Structural Integrity - The AANC evaluated the use of scarfed patch repairs in solid laminate composites. The study employed both destructive and nondestructive tests on full-scale repaired panels to evaluate the performance of pristine and defective repairs in severe loading conditions. Impact damage was applied to the specimens and subsequently repaired in accordance with manufacturer Structural Repair Manual specifications. Both advanced, wide area inspection techniques and conventional, hand-held inspection methods were applied to a series of test specimens before, during, and after the application of static and fatigue loading conditions. Mechanical tests were conducted to establish the residual strength of the damaged, unrepaired panels as well as the residual strength of the repaired panels. A finite element model was developed to evaluate the stress field within and adjacent to the patch area. The model was capable of evaluating the stresses in each laminate by accounting for the differences in the patch and the parent material properties brought on by the repair installation process. The results of this study are being used to quantify the effectiveness of the scarfed repair process in laminate structures while simultaneously demonstrating the ability of nondestructive inspections to ensure the structural integrity of these repairs over time.
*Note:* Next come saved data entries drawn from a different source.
PR #6437, opened 2024-10-22
Enable Link Express Checkout AB test 

andrewHEguardian:

Creating the proper AB test of the Link payment method in the Stripe express checkout method, labelling the acquisitions which use this method.

[**Trello Card**](https://trello.com/c/aHoB0Ihf/1104-enabling-link-with-the-stripe-express-checkout-element)

## Why are you doing this?

Testing if this new payment method increases conversion. We have tested this in production with a real payment and it worked.

## How to test

Go to `uk/checkout?product=Contribution&ratePlan=Monthly&contribution=3#ab-linkExpressCheckout=variant`. The acquisition is labelled with "express-checkout-link"

CVR

## Risks

This did not work in our Australian Stripe account in test mode - so I have not enabled it there and Link will not be available in AUD territories.

## Screenshots
Control

image

Variant
image

(other variations exist when paired with other express checkout methods available)
image

### DIFF
--- a/support-frontend/assets/helpers/abTests/abtestDefinitions.ts
+++ b/support-frontend/assets/helpers/abTests/abtestDefinitions.ts
@@ -178,10 +178,21 @@ export const tests: Tests = {
 			},
 		],
 		audiences: {
-			ALL: {
+			UnitedStates: {
 				offset: 0,
 				size: 1,
 			},
+			GBPCountries: {
+				offset: 0,
+				size: 1,
+			},
+			EURCountries: {
+				offset: 0,
+				size: 1,
+			},
+			Canada: { offset: 0, size: 1 },
+			NZDCountries: { offset: 0, size: 1 },
+			International: { offset: 0, size: 1 },
 		},
 		isActive: false,
 		referrerControlled: false, // ab-test name not needed to be in paramURL
--- a/support-frontend/assets/helpers/abTests/abtestDefinitions.ts
+++ b/support-frontend/assets/helpers/abTests/abtestDefinitions.ts
@@ -10,6 +10,7 @@ export const pageUrlRegexes = {
 		allLandingPagesAndThankyouPages:
 			'/checkout|one-time-checkout|contribute|thankyou|thank-you(/.*)?$',
 		usLandingPageOnly: '/us/contribute$',
+		genericCheckoutOnly: '/checkout|thank-you(/.*)?$',
 	},
 	subscriptions: {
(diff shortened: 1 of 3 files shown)


support-frontend/assets/helpers/abTests/abtestDefinitions.ts
```diff
@@ -178,9 +178,9 @@ export const tests: Tests = {
 			},
 		],
 		audiences: {
-			GBPCountries: {
+			ALL: {
```
GHaberis, line 181: This will pick-up AUS too, is the Link button working for `GNM Membership AUS` in PROD? If not we should only include regions using `GNM Membership`

GHaberis:
I wonder if we need a way of specifying the `targetPage` should only be the generic checkout / generic thank-you page, `.allLandingPagesAndThankyouPages` will bucket users on the landing pages and old-non generic (one-time) checkout.

support-frontend/assets/helpers/abTests/abtestDefinitions.ts
andrewHEguardian: It's not enabled in the payment method settings so it won't show up

GHaberis: But we'll still be assigning users in Australia to the A/B test despite users in the `variant` never seeing the button (as it's not enabled), so that could skew the results against the `variant`, the impact in reality will probably be negligible however if we know certain users will never experience the variant experience then we should exclude them from the test.

support-frontend/assets/helpers/abTests/abtestDefinitions.ts
```diff
@@ -10,6 +10,7 @@ export const pageUrlRegexes = {
 		allLandingPagesAndThankyouPages:
 			'/checkout|one-time-checkout|contribute|thankyou|thank-you(/.*)?$',
 		usLandingPageOnly: '/us/contribute$',
+		genericCheckoutOnly: '/checkout|thank-you(/.*)?$',
```
GHaberis, line 13: I have a feeling this will also pick up the existing one-time checkout at `/contribute/checkout`, updating to `'(uk|ca|eu|nz|int)/checkout|thank-you(/.*)?$'` should fix that? I believe we have unit tests in `abtestTest.ts` for validating these regexes, could be handy adding some to confirm.

andrewHEguardian: Great spot!

GHaberis (approved):
Looks good to me 👍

Rotor Hubs: Increasing niche applications, growing international markets, and the emergence of advanced rotorcraft technology are expected to greatly increase the population of helicopters over the next decade. As the helicopter industry adopts the damage tolerance philosophy, the appropriate application of nondestructive inspection (NDI) equipment will play a critical role in managing safety. One such program studied composite rotor hubs. The rotorcraft industry is constantly evaluating new types of lightweight composite materials that not only enhance the safety and reliability of rotor components, but also improve performance and extend operating life as well. Composite rotor hubs have led to the use of bearingless rotor systems that are less complex and require less maintenance than their predecessors. The AANC developed a test facility that allows the structural stability and damage tolerance of composite hubs to be evaluated using realistic flight load spectra of centrifugal force (CF) and bending loads. NDI was integrated into the life-cycle fatigue tests in order to evaluate flaw detection sensitivity simultaneously with residual strength and general rotor hub performance. This program studied the evolving use of damage tolerance analysis (DTA) to direct and improve rotorcraft maintenance along with the related use of nondestructive inspections to manage helicopter safety. Overall, the data from this project provided information to improve the manufacture, inspection, and cost effectiveness of rotorcraft components.